When registering a MAS, providers can define filters to specify which objects their MAS will annotate. If a MAS has a filter applied, it will only be available for resources that meet the specified criteria. Therefore, it is strongly recommended to include filters to enhance the accuracy and efficiency of the annotation process. This targeted approach helps maintain the quality and relevance of annotations within the DiSSCo ecosystem.
Example Filter Configuration
{
"$['ods:fdoType']": [
"https://doi.org/21.T11148/894b1e6cad57e921764e"
],
"$['dwc:basisOfRecord']": [
"MaterialEntity"
],
"$['ods:hasIdentifiers']": [
"*"
]
}
In the example above, the MAS will only process objects that meet the following conditions:
- The FDO type is https://doi.org/21.T11148/894b1e6cad57e921764e (Digital Specimen).
- The basis of record is MaterialEntity.
- The object contains at least one identifier (non-null).

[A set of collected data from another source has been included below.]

PR #3977, opened 2026-01-11
fix(icons): changed `gift` icon

jguddas:
- [x] Other: Icon update

### Description
Increased size.

## Before Submitting

### DIFF
--- a/icons/gift.json
+++ b/icons/gift.json
@@ -4,7 +4,8 @@
     "colebemis",
     "csandman",
     "ericfennis",
-    "jguddas"
+    "jguddas",
+    "karsa-mistmere"
   ],
   "tags": [
     "present",


icons/gift.svg
```diff
@@ -9,8 +9,8 @@
   stroke-linecap="round"
   stroke-linejoin="round"
 >
-  <rect x="3" y="8" width="18" height="4" rx="1" />
   <path d="M12 8v13" />
```
jamiemlaw: Should be `<path d="M12 7v14" />` to keep the gap closed after the resize

ericfennis (approved):

icons/gift.svg
karsa-mistmere, line 1: I think it feels a bit too wide now. 🤔

Also, with the lid staying the same height but becoming much wider, it creates a bit of an optical illusion where the lid ends up _looking_ wider than the box compared to the previous iteration — even though the proportions are technically closer.

What do you think about slightly shrinking the lid horizontally, something like this?

Image<br>

Image

<a title="Open lucide studio" target="_blank" href="https://studio.lucide.dev/edit?value=%3Cpath+d=%22M12+7v14%22+/%3E%3Cpath+d=%22M20+11v8a2+2+0+0+1-2+2H6a2+2+0+0+1-2-2v-8%22+/%3E%3Cpath+d=%22M7.5+7a1+1+0+0+1+0-5A4.8+8+0+0+1+12+7a4.8+8+0+0+1+4.5-5+1+1+0+0+1+0+5%22+/%3E%3Crect+x=%223%22+y=%227%22+width=%2218%22+height=%224%22+rx=%221%22+/%3E&name=gift">icons<br/>Open lucide studio</a>

PR #1848, opened 2024-02-03
feat(icon): add UserKey icon

mittalyashu:
## What is the purpose of this pull request?

- [x] New Icon
- [ ] Bug fix
- [ ] New Feature
- [ ] Documentation update
- [ ] Other:

### Description

A user icon with key

### Icon use case

It can be used to show user authentication or passkey

### Alternative icon designs

CleanShot 2024-02-03 at 18 47 56@2x

### Concept 

- [x] I have provided valid use cases for each icon.
- [x] I have not added any a brand or logo icon.
- [x] I have not used any hate symbols.
- [x] I have not included any religious or political imagery.

### Author, credits & license

- [x] The icons are solely my own creation.
- [ ] The icons were originally created in #<issueNumber> by @<githubUser>
- [x] I've based them on the following Lucide icons: 
- [ ] I've based them on the following design: 

### Naming 

- [ ] I've read and followed the [naming conventions](https://lucide.dev/guide/design/icon-design-guide#naming-conventions)
- [ ] I've named icons by what they are rather than their use case.
- [x] I've provided meta JSON files in `icons/[iconName].json`.

### Design 

- [ ] I've read and followed the [icon design guidelines](https://lucide.dev/guide/design/icon-design-guide)
- [ ] I've made sure that the icons look sharp on low DPI displays.
- [ ] I've made sure that the icons look consistent with the icon set in size, optical volume and density.
- [ ] I've made sure that the icons are visually centered.
- [ ] I've correctly optimized all icons to two points of precision.

## Before Submitting 

- [ ] I've read the [Contribution Guidelines](https://github.com/lucide-icons/lucide/blob/main/CONTRIBUTING.md).
- [ ] I've checked if there was an existing PR that solves the same issue.

Issue #4041, opened 2026-01-29
Passkey icon


lode:
### Icon name

passkey, or user-key

### Use cases

It would be nice to have a icon for usage next to passkey flows.

According to https://www.passkeycentral.org/design-guidelines/principles a user with a key is the main icon they advice to use.

### Design ideas

<img width="900" height="900" alt="Image" src="https://github.com/user-attachments/assets/48cb923a-7dcb-4d8e-945d-14ff0c6f5dd1" />

And in style of Lucide, could look a lot like `user-search`:

<img width="24" height="24" alt="Image" src="https://github.com/user-attachments/assets/36e5527d-5c26-45b2-b363-c81d64ccc6bf" />

### Checklist

- [x] I have searched if someone has submitted a similar issue before and there weren't any. (Please make sure to also search closed issues, as this issue might already have been resolved.)
- [x] I have searched existing icons to make sure it does not already exist and I didn't find any.
- [x] I am not requesting a brand logo and the art is not protected by copyright, see more at https://github.com/lucide-icons/lucide/blob/main/BRAND_LOGOS_STATEMENT.md
- [x] I am not requesting an icon that includes religious, war/violence related, political imagery or hate symbols.
- [x] I have provided appropriate use cases for the icon(s) requested.

Rayyan-101:
I put together a first draft concept for a `passkey` icon in Lucide style.

The design follows the recommended “user + key” metaphor from the passkey guidelines and is visually close to existing icons like `user-search`, to stay consistent with the Lucide set.

I’d love to get feedback on the direction before opening a PR.

Preview:

<img width="459" height="452" alt="Image" src="https://github.com/user-attachments/assets/4d73e11e-feb3-4e39-9ea3-4f6f07b4d15a" />

karsa-mistmere:
We had a `user-key` PR in #1848 that was closed automatically when @mittalyashu deleted his feature branch, I've now posted a PR including all proposed changes in that PR.

PR #4044, opened 2026-01-30
feat(icons): adds `user-key` and `user-round-key`, updates other `-key` icons to match

karsa-mistmere:
closes #1848 #4041

- [x] New Icon
- [x] Other: Icon update

### Description
- Added new `user-key` & `user-round-key` icons.
- Updated `-key` icons with designs based on #1848

### Icon use case

See #4041

### Alternate design ideas
image<br>

image

### Concept

### Author, credits & license

- [x] The icons were originally created in #1848
- [x] I've based them on the following Lucide icons: `user`, `user-round`

### Naming

### Design

## Before Submitting


lode:
I've read the previous PR discussion on the direction of the icon, but I think the outcome is not good. The key is now pointing upwards, while the official recommendation is a key pointing downwards. I think relating to how others are doing this is more important than specific visual esthetics.

lode:
See:
- https://learn.microsoft.com/en-us/windows/apps/develop/security/design
- https://www.passkeycentral.org/design-guidelines/
- https://developers.google.com/identity/passkeys/ux/user-interface-design
- https://web.dev/articles/passkey-google-ux
- https://www.yubico.com/blog/new-fido-alliance-design-guidelines-key-takeaways-for-passkeys-and-a-phishing-resistant-user-future/

karsa-mistmere:
> while the official recommendation is a key pointing downwards

Can you point me to this exact recommendation? I can't find it anywhere in your links.

We could flip it upside down, except then `rotate-ccw-key` would actually become `rotate-cw-key`:

image

Personally, I still prefer the diagonal key, it feels way more consistent with our base key icons.

lode:
> Can you point me to this exact recommendation? I can't find it anywhere in your links.

Sorry, maybe my wording is a bit off. I don't think there's anything that "official". But these design recommendations from all the bigger parties that are behind webauthn all state something similar to 'stick to the standards'. For example in https://www.passkeycentral.org/design-guidelines/principles:

> Use proven passkeys messaging and icons before and after OS dialogs.
> Before triggering the passkeys OS dialogs, display passkeys messages, icons, and actions related to the status of the current task.

Further you can just see it in the design they all use, always the same. Clearly to help end users understand it is the same thing.

It is a bit like the [share icon](https://lucide.dev/icons/share-2). It would be weird if we designed that rotated 180 degrees spreading out to the left instead of to the right.

> Personally, I still prefer the diagonal key, it feels way more consistent with our base key icons.

I think the same applies. But also, especially when shown as a small icon, I get a big weird associations with that variant, as if it is the persons hand sticking up.

Also, diagonal isn't always what's done here. Again, I see following conventions is what's done. For example in [an editing pen with top _right_ to left bottom](https://lucide.dev/icons/user-round-pen) but the [search magnifying glass with top _left_ to bottom right](https://lucide.dev/icons/user-round-search).

karsa-mistmere:
> > Personally, I still prefer the diagonal key, it feels way more consistent with our base `key` icons.
> 
> I think the same applies. But also, especially when shown as a small icon, I get a big weird associations with that variant, as if it is the persons hand sticking up.
> 


> Also, diagonal isn't always what's done here. Again, I see following conventions is what's done. For example in [an editing pen with top _right_ to left bottom](https://lucide.dev/icons/user-round-pen) but the [search magnifying glass with top _left_ to bottom right](https://lucide.dev/icons/user-round-search).

Yes, and our `pen` and `search` icons do in fact match these exact orientations. :) 

_That_ was the point I was trying to make with "being consistent with our base `key` icons".

lode:
Thanks! I understand what you mean.

I still think this icon should be different, alike share, this is more about aligning with others.

A bit ugly maybe, but another solution is two icons. One following the direction of the keys (`user-key`), and one specific for passkeys (`user-key-round` or `user-passkey`).

Spleefies:
I prefer the diagonal keys.

ericfennis (approved):

PR #3553, opened 2025-08-17
fix(icons): changed `receipt-text` icon

jguddas:
## What is the purpose of this pull request?
- [x] Other: Icon update

### Description
Arcified icon.

## Before Submitting
- [x] I've read the [Contribution Guidelines](https://github.com/lucide-icons/lucide/blob/main/CONTRIBUTING.md).
- [ ] I've checked if there was an existing PR that solves the same issue.

PR #4075, opened 2026-02-17
fix(icons): changed `receipt` icon

karsa-mistmere:
- [x] Other: Icon update

### Description
Updates outlines with the one used by `receipt-text` since #3553 

## Before Submitting


karsa-mistmere:
(Not a fan of these existing at all, but if they do, they should be consistent in style)

PR #4135, opened 2026-03-11
fix(astro): add Astro v6 compatibility

iseraph-dev:
## Problem
`@lucide/astro` does not support Astro v6, which was released alongside Lucide v1. Installing the package in an Astro v6 project results in unmet peer dependency warnings, as the peer dependency range only allows `^4 || ^5`.

## Summary
- Updated `peerDependencies` to accept Astro v6: `"astro": "^4 || ^5 || ^6"`
- Updated `devDependencies` for post-v1 compatibility:
  - `astro` → `^6.0.8` (test against latest major)
  - `vite` → `^7.3.1` (required by Astro v6)
  - `vitest` → `^4.1.1` (compatible with Vite 7)

No runtime code changes were needed — the Astro Container API used in the components remains unchanged across v4/v5/v6.

## Test plan
- [x] All 14 existing tests pass against Astro v6 with Vite 7
- [x] Runtime code uses only stable `astro/compiler-runtime` APIs, compatible with v4/v5/v6
- [x] No breaking changes in Astro v6 affect icon component rendering

### DIFF
--- a/packages/astro/package.json
+++ b/packages/astro/package.json
@@ -57,8 +57,9 @@
     "linkedom": "^0.18.5",
     "prettier": "^3.4.2",
     "typescript": "^5.8.3",
-    "vite": "^6.3.6",
-    "astro": "^6.0.0"
+    "vite": "^7.3.1",
+    "vitest": "^4.1.1",
+    "astro": "^6.0.8"
   },
   "peerDependencies": {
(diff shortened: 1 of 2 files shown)


fkrzski (approved):

iseraph-dev:
@ericfennis Would it be possible to merge this into the upcoming release?

PR #4193, opened 2026-03-23
ci(ci.yml): Fix release flow

ericfennis:
* Updated the package list in the release workflow to use simplified package names (e.g., `angular`, `astro`, `svelte`, `icons`, `vue`) instead of scoped or commented-out package names. This makes the matrix easier to read and maintain.

### DIFF
--- a/.github/workflows/release.yml
+++ b/.github/workflows/release.yml
@@ -86,7 +86,7 @@ jobs:
         working-directory: packages/${{ matrix.package }}
 
       - name: Publish
-        run: pnpm publish --access public --no-git-checks --ignore-scripts --tag ${{ inputs.tag }} --access public
+        run: pnpm publish --access public --no-git-checks --ignore-scripts --tag ${{ inputs.tag }}
         working-directory: packages/${{ matrix.package }}
         env:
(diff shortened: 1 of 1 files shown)


.github/workflows/release.yml
```diff
@@ -76,16 +74,20 @@ jobs:
         run: pnpm install --frozen-lockfile
 
       - name: Set new version
-        run: pnpm --filter ${{ matrix.package }} version --new-version ${{ needs.prepare.outputs.VERSION }} --no-git-tag-version
+        run: pnpm version --new-version ${{ needs.prepare.outputs.VERSION }} --no-git-tag-version
```
karsa-mistmere, line 77: TBH, I'd consider keeping these steps as they are, the current version feels like a more standard monorepo approach, and instead just add `--fail-if-no-match`.

We may even only need to add it to the first pnpm command, if that one fails, the rest won't even execute:

```suggestion
        run: pnpm --fail-if-no-match --filter ${{ matrix.package }} version --new-version ${{ needs.prepare.outputs.VERSION }} --no-git-tag-version
```

PR #4201, opened 2026-03-24
fix(github/workflows): revert release workflow & add --fail-if-no-match

karsa-mistmere:
Reverted some changes made in #4193 

Also added `"analytics": false` to `packages/angular/angular.json` to prevent prompt about it during `pnpm build`.

## Before Submitting 

### DIFF
--- a/.github/workflows/release.yml
+++ b/.github/workflows/release.yml
@@ -83,7 +83,7 @@ jobs:
         run: pnpm --filter ${{ matrix.package }} test
 
       - name: Publish
-        run: pnpm --filter ${{ matrix.package }} publish --access public --no-git-checks --ignore-scripts --tag ${{ inputs.tag }} --access public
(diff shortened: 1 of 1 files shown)


.github/workflows/release.yml
```diff
@@ -74,20 +74,16 @@ jobs:
...
 
       - name: Test
-        run: pnpm test
-        working-directory: packages/${{ matrix.package }}
+        run: pnpm --filter ${{ matrix.package }} test
 
       - name: Publish
-        run: pnpm publish --access public --no-git-checks --ignore-scripts --tag ${{ inputs.tag }}
-        working-directory: packages/${{ matrix.package }}
+        run: pnpm --filter ${{ matrix.package }} publish --access public --no-git-checks --ignore-scripts --tag ${{ inputs.tag }} --access public
```
ericfennis: double `--access public`

```suggestion
        run: pnpm --filter ${{ matrix.package }} publish --access public --no-git-checks --ignore-scripts --tag ${{ inputs.tag }}
```

PR #4234, opened 2026-03-31
fix(@lucide/svelte): aria-hidden="true" was never set

blt-r:
When using icon components like `<AirVent />` the aria-hidden attribute was never set. 

That is because in `Icon.svelte` we have `!children && !hasA11yProp(props) && { 'aria-hidden': 'true' }`, so if children prop is present (and is truthy), the attribute is not set. But in the generated icon components there was:

```svelte
<Icon name="air-vent" {...props} iconNode={iconNode}>
  {@render props.children?.()}
</Icon>
```

Because of how svelte works this results in `Icon` receiving some `children` prop even if this `children` in outer component was undefined. Even though that snippet is empty in terms of markup, it's still present, so the `!children` check fails. The solution is to just do this:

```svelte
<Icon name="air-vent" {...props} iconNode={iconNode} />
```

Because `children` is simply a prop like any other it will already be forwarded, no need to do that explicitly.

I've also added tests for that and updated the snapshots for the tests, as previously they were testing for incorrect behavior. 

## Before Submitting 

### DIFF
--- a/packages/svelte/scripts/exportTemplate.mts
+++ b/packages/svelte/scripts/exportTemplate.mts
@@ -36,8 +36,6 @@ const iconNode: IconNode = ${JSON.stringify(children)};
  */
 </script>
 
-<Icon name="${iconName}" {...props} iconNode={iconNode}>
-  {@render props.children?.()}
-</Icon>
+<Icon name="${iconName}" {...props} iconNode={iconNode} />
 `;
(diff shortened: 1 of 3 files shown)


blt-r:
Hey, @ericfennis sorry for the ping. Can you take a look at this please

Including Both Specimen and Media Filters
Your MAS may target media objects, but it may have limitations as to which types of subjects it can process. For example, a MAS that looks at images of herbarium sheets. In that case, the target (the media object) will not have information on what the specimen is.
If your MAS requires information about the specimen and the media object, the specimen-specific filters need to begin with $['digitalSpecimen']
.
To see which fields are in the media data model, and which fields are in the specimen data model, see the OpenDS terms page
A filter for a MAS that targets media objects, but needs the subject to be a botany specimen, may have the following filters:
{
"$['ods:fdoType']": [
"https://doi.org/21.T11148/bbad8c4e101e8af01115"
],
"$['ac:accessURI']": [
"*"
],
"$['digitalSpecimen']['ods:topicDiscipline']": [
"Botany"
]
}
This indicates the target fdo type is https://doi.org/21.T11148/bbad8c4e101e8af01115
(media object), the target has an access URI, and it is linked to a digital specimen with a topic discipline “Botany”.
ods:FDOType
FDO (FAIR Digital Object) Types are blueprints for digital objects. In OpenDS, a unique, resolvable identifier is used to specify Type of an object. Filtering by FDO Type is particularly useful, as it helps distinguish between different kinds of objects in DiSSCo.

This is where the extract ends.